1937 book by Charles Maurras

Devant l'Allemagne éternelle (In front of eternal Germany) is a book by the French journalist and politician Charles Maurras, director of L'Action française published in 1937. The work was composed during the author's period of detention in La Santé prison from October 20, 1936, to July 6, 1937, for death threats against Léon Blum. He compiles "texts written for forty years on Germany, pan-Germanism and German influence in France".

== Presentation ==

=== Anti-germanism ===
Devant l'Allemagne éternelle is a deeply germanophobic text. Charles Maurras's Germanophobia is essentialist on the grounds that "the cultural characteristics of Germans are innate, they have been perpetuated for centuries". He attacks the "evil of eternal Germany, that which was peculiar to all the German peoples, at all periods of their history, this "shady and heavy race, of personal and jealous spirit, fills the Middle Age of struggles against the most august expression of Christian unity", this "brute force", this "innate savagery" which comes from "the instincts of German flesh and blood". He adheres to the idea of a "national and native character [...] inscribed in all of us".

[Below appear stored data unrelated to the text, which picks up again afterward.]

PR #1005, opened 2020-11-17
grep: remove `'static` for statics

petertseng:
clippy:
warning: statics have by default a `'static` lifetime
note: `#[warn(clippy::redundant_static_lifetimes)]` on by default
help: for further information visit https://rust-lang.github.io/rust-clippy/master/index.html#redundant_static_lifetimes

### DIFF
--- a/exercises/grep/tests/grep.rs
+++ b/exercises/grep/tests/grep.rs
@@ -2,7 +2,7 @@ use grep::{grep, Flags};
 
 use std::fs;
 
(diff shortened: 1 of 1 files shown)


coriolinus (approved):
Makes sense, though it might also make sense to actually grep/sed through the repo; something like `s/^((const|static).*&)'static/\1/`.

petertseng:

Nevertheless, he qualifies his Germanophobia with a critique of "too biologizing" approaches as exhibited by Arthur de Gobineau. Faced with these theories, Maurras intends to want to "destroy the prejudice which consists in explaining" all the historico-political facts by the soul and the genius of the races "". For the historian Stéphane Giocanti, it is imperative to relate Devant l'Allemagne éternelle with the articles of the newspaper which combine both state anti-Semitism and a criticism of "racial antisemites" with scientific and populist claims.
Yes, there are many races! Certainly each has its own soul, its genius, but race is not everything, there are many other factors, and the constitution of human nature, its essential traits and its outlines, are perhaps not the most insignificant of these neglected factors. It is a marvel, indeed, to see man, of whatever type, once placed in a certain situation, react uniformly, whatever be the time, the place, the color of the skin and achieve with perfect constancy much the same type of social constitution! In the past, European feudalism was believed to be a unique fact, as it is moreover an original fact, in history. But not at all. The principal airs of feudal life have been found in ancient Greece, in modern India, in Japan.
— Charles Maurras, Devant l'Allemagne éternelle
The categorical denunciation of the Germans serves a precise and coherent purpose in relation to his way of envisaging civilization.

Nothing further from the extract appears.